● **Task directions**:
Copy out all of the material. Every line must match the original.

● **Given entries**:
= Beginning of Section =
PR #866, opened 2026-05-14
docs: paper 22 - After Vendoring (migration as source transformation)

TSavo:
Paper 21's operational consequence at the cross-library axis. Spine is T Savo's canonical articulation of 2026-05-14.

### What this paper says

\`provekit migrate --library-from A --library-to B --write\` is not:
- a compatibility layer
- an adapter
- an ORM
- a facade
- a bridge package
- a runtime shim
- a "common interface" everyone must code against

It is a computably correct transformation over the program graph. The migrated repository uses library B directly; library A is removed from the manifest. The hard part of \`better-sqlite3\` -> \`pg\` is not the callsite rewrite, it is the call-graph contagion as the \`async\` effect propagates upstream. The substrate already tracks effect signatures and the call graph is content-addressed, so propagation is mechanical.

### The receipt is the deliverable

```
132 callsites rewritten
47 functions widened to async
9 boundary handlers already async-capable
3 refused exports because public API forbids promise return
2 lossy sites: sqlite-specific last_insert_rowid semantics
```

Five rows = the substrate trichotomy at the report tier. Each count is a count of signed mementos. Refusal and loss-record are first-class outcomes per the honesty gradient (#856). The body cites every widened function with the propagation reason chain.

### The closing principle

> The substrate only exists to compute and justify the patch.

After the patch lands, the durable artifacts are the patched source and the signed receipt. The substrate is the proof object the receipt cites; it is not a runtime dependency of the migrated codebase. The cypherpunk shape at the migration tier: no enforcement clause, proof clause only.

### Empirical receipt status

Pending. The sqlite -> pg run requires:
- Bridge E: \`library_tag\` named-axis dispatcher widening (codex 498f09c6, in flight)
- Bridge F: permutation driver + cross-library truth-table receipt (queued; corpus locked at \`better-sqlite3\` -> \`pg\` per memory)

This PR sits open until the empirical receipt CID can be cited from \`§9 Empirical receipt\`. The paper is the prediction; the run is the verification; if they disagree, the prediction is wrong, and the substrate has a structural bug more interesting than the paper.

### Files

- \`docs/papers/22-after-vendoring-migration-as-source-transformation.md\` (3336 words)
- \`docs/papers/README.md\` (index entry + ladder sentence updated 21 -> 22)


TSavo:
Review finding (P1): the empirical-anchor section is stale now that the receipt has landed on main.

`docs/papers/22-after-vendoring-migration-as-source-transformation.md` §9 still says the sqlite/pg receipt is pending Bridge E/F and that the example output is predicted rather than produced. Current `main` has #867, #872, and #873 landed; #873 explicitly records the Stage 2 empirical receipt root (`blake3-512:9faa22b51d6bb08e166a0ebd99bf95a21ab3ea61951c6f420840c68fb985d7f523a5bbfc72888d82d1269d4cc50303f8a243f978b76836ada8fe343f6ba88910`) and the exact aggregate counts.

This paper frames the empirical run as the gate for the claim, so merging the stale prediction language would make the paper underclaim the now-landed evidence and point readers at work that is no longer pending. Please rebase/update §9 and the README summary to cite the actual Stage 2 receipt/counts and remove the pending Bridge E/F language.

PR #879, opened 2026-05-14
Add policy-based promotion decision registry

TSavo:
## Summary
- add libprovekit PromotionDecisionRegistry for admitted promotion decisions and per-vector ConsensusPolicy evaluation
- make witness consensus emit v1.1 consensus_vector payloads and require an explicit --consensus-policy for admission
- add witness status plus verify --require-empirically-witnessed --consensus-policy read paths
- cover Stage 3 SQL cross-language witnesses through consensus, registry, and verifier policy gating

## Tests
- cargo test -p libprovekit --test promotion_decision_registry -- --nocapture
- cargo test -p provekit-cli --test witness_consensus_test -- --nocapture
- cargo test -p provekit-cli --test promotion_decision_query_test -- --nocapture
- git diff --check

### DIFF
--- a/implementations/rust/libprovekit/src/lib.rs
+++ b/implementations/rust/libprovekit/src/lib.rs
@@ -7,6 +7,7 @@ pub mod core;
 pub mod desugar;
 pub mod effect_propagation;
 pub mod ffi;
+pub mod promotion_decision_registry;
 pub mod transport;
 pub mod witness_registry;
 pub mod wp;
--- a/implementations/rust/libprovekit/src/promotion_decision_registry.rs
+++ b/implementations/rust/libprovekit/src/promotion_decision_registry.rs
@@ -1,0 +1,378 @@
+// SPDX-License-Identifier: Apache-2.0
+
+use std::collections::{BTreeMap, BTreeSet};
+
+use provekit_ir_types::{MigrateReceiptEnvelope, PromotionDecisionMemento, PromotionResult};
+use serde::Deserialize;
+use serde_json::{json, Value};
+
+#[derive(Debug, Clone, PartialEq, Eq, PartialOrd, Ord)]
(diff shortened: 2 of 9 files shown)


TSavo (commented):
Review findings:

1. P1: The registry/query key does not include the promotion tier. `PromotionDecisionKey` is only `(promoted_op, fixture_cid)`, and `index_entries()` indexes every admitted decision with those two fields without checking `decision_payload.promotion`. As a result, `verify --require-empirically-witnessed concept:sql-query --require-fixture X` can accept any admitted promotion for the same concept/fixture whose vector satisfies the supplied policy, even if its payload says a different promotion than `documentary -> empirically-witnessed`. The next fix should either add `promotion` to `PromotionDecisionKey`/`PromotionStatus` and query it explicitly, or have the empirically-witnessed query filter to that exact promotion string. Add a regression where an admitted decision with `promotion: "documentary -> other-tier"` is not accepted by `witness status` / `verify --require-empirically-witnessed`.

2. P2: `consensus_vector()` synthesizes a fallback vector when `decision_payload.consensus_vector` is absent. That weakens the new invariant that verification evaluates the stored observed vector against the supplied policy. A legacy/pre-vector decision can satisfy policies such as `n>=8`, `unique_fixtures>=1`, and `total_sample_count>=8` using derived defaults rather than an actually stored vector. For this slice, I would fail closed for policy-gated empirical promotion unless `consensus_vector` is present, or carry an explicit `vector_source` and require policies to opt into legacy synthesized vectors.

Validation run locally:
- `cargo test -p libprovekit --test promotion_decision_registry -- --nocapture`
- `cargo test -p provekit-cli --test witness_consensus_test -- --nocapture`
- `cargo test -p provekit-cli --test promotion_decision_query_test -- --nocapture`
= End of Section =
● **Output for this task**:
PR #866, opened 2026-05-14
docs: paper 22 - After Vendoring (migration as source transformation)

TSavo:
Paper 21's operational consequence at the cross-library axis. Spine is T Savo's canonical articulation of 2026-05-14.

### What this paper says

\`provekit migrate --library-from A --library-to B --write\` is not:
- a compatibility layer
- an adapter
- an ORM
- a facade
- a bridge package
- a runtime shim
- a "common interface" everyone must code against

It is a computably correct transformation over the program graph. The migrated repository uses library B directly; library A is removed from the manifest. The hard part of \`better-sqlite3\` -> \`pg\` is not the callsite rewrite, it is the call-graph contagion as the \`async\` effect propagates upstream. The substrate already tracks effect signatures and the call graph is content-addressed, so propagation is mechanical.

### The receipt is the deliverable

```
132 callsites rewritten
47 functions widened to async
9 boundary handlers already async-capable
3 refused exports because public API forbids promise return
2 lossy sites: sqlite-specific last_insert_rowid semantics
```

Five rows = the substrate trichotomy at the report tier. Each count is a count of signed mementos. Refusal and loss-record are first-class outcomes per the honesty gradient (#856). The body cites every widened function with the propagation reason chain.

### The closing principle

> The substrate only exists to compute and justify the patch.

After the patch lands, the durable artifacts are the patched source and the signed receipt. The substrate is the proof object the receipt cites; it is not a runtime dependency of the migrated codebase. The cypherpunk shape at the migration tier: no enforcement clause, proof clause only.

### Empirical receipt status

Pending. The sqlite -> pg run requires:
- Bridge E: \`library_tag\` named-axis dispatcher widening (codex 498f09c6, in flight)
- Bridge F: permutation driver + cross-library truth-table receipt (queued; corpus locked at \`better-sqlite3\` -> \`pg\` per memory)

This PR sits open until the empirical receipt CID can be cited from \`§9 Empirical receipt\`. The paper is the prediction; the run is the verification; if they disagree, the prediction is wrong, and the substrate has a structural bug more interesting than the paper.

### Files

- \`docs/papers/22-after-vendoring-migration-as-source-transformation.md\` (3336 words)
- \`docs/papers/README.md\` (index entry + ladder sentence updated 21 -> 22)


TSavo:
Review finding (P1): the empirical-anchor section is stale now that the receipt has landed on main.

`docs/papers/22-after-vendoring-migration-as-source-transformation.md` §9 still says the sqlite/pg receipt is pending Bridge E/F and that the example output is predicted rather than produced. Current `main` has #867, #872, and #873 landed; #873 explicitly records the Stage 2 empirical receipt root (`blake3-512:9faa22b51d6bb08e166a0ebd99bf95a21ab3ea61951c6f420840c68fb985d7f523a5bbfc72888d82d1269d4cc50303f8a243f978b76836ada8fe343f6ba88910`) and the exact aggregate counts.

This paper frames the empirical run as the gate for the claim, so merging the stale prediction language would make the paper underclaim the now-landed evidence and point readers at work that is no longer pending. Please rebase/update §9 and the README summary to cite the actual Stage 2 receipt/counts and remove the pending Bridge E/F language.

PR #879, opened 2026-05-14
Add policy-based promotion decision registry

TSavo:
## Summary
- add libprovekit PromotionDecisionRegistry for admitted promotion decisions and per-vector ConsensusPolicy evaluation
- make witness consensus emit v1.1 consensus_vector payloads and require an explicit --consensus-policy for admission
- add witness status plus verify --require-empirically-witnessed --consensus-policy read paths
- cover Stage 3 SQL cross-language witnesses through consensus, registry, and verifier policy gating

## Tests
- cargo test -p libprovekit --test promotion_decision_registry -- --nocapture
- cargo test -p provekit-cli --test witness_consensus_test -- --nocapture
- cargo test -p provekit-cli --test promotion_decision_query_test -- --nocapture
- git diff --check

### DIFF
--- a/implementations/rust/libprovekit/src/lib.rs
+++ b/implementations/rust/libprovekit/src/lib.rs
@@ -7,6 +7,7 @@ pub mod core;
 pub mod desugar;
 pub mod effect_propagation;
 pub mod ffi;
+pub mod promotion_decision_registry;
 pub mod transport;
 pub mod witness_registry;
 pub mod wp;
--- a/implementations/rust/libprovekit/src/promotion_decision_registry.rs
+++ b/implementations/rust/libprovekit/src/promotion_decision_registry.rs
@@ -1,0 +1,378 @@
+// SPDX-License-Identifier: Apache-2.0
+
+use std::collections::{BTreeMap, BTreeSet};
+
+use provekit_ir_types::{MigrateReceiptEnvelope, PromotionDecisionMemento, PromotionResult};
+use serde::Deserialize;
+use serde_json::{json, Value};
+
+#[derive(Debug, Clone, PartialEq, Eq, PartialOrd, Ord)]
(diff shortened: 2 of 9 files shown)


TSavo (commented):
Review findings:

1. P1: The registry/query key does not include the promotion tier. `PromotionDecisionKey` is only `(promoted_op, fixture_cid)`, and `index_entries()` indexes every admitted decision with those two fields without checking `decision_payload.promotion`. As a result, `verify --require-empirically-witnessed concept:sql-query --require-fixture X` can accept any admitted promotion for the same concept/fixture whose vector satisfies the supplied policy, even if its payload says a different promotion than `documentary -> empirically-witnessed`. The next fix should either add `promotion` to `PromotionDecisionKey`/`PromotionStatus` and query it explicitly, or have the empirically-witnessed query filter to that exact promotion string. Add a regression where an admitted decision with `promotion: "documentary -> other-tier"` is not accepted by `witness status` / `verify --require-empirically-witnessed`.

2. P2: `consensus_vector()` synthesizes a fallback vector when `decision_payload.consensus_vector` is absent. That weakens the new invariant that verification evaluates the stored observed vector against the supplied policy. A legacy/pre-vector decision can satisfy policies such as `n>=8`, `unique_fixtures>=1`, and `total_sample_count>=8` using derived defaults rather than an actually stored vector. For this slice, I would fail closed for policy-gated empirical promotion unless `consensus_vector` is present, or carry an explicit `vector_source` and require policies to opt into legacy synthesized vectors.

Validation run locally:
- `cargo test -p libprovekit --test promotion_decision_registry -- --nocapture`
- `cargo test -p provekit-cli --test witness_consensus_test -- --nocapture`
- `cargo test -p provekit-cli --test promotion_decision_query_test -- --nocapture`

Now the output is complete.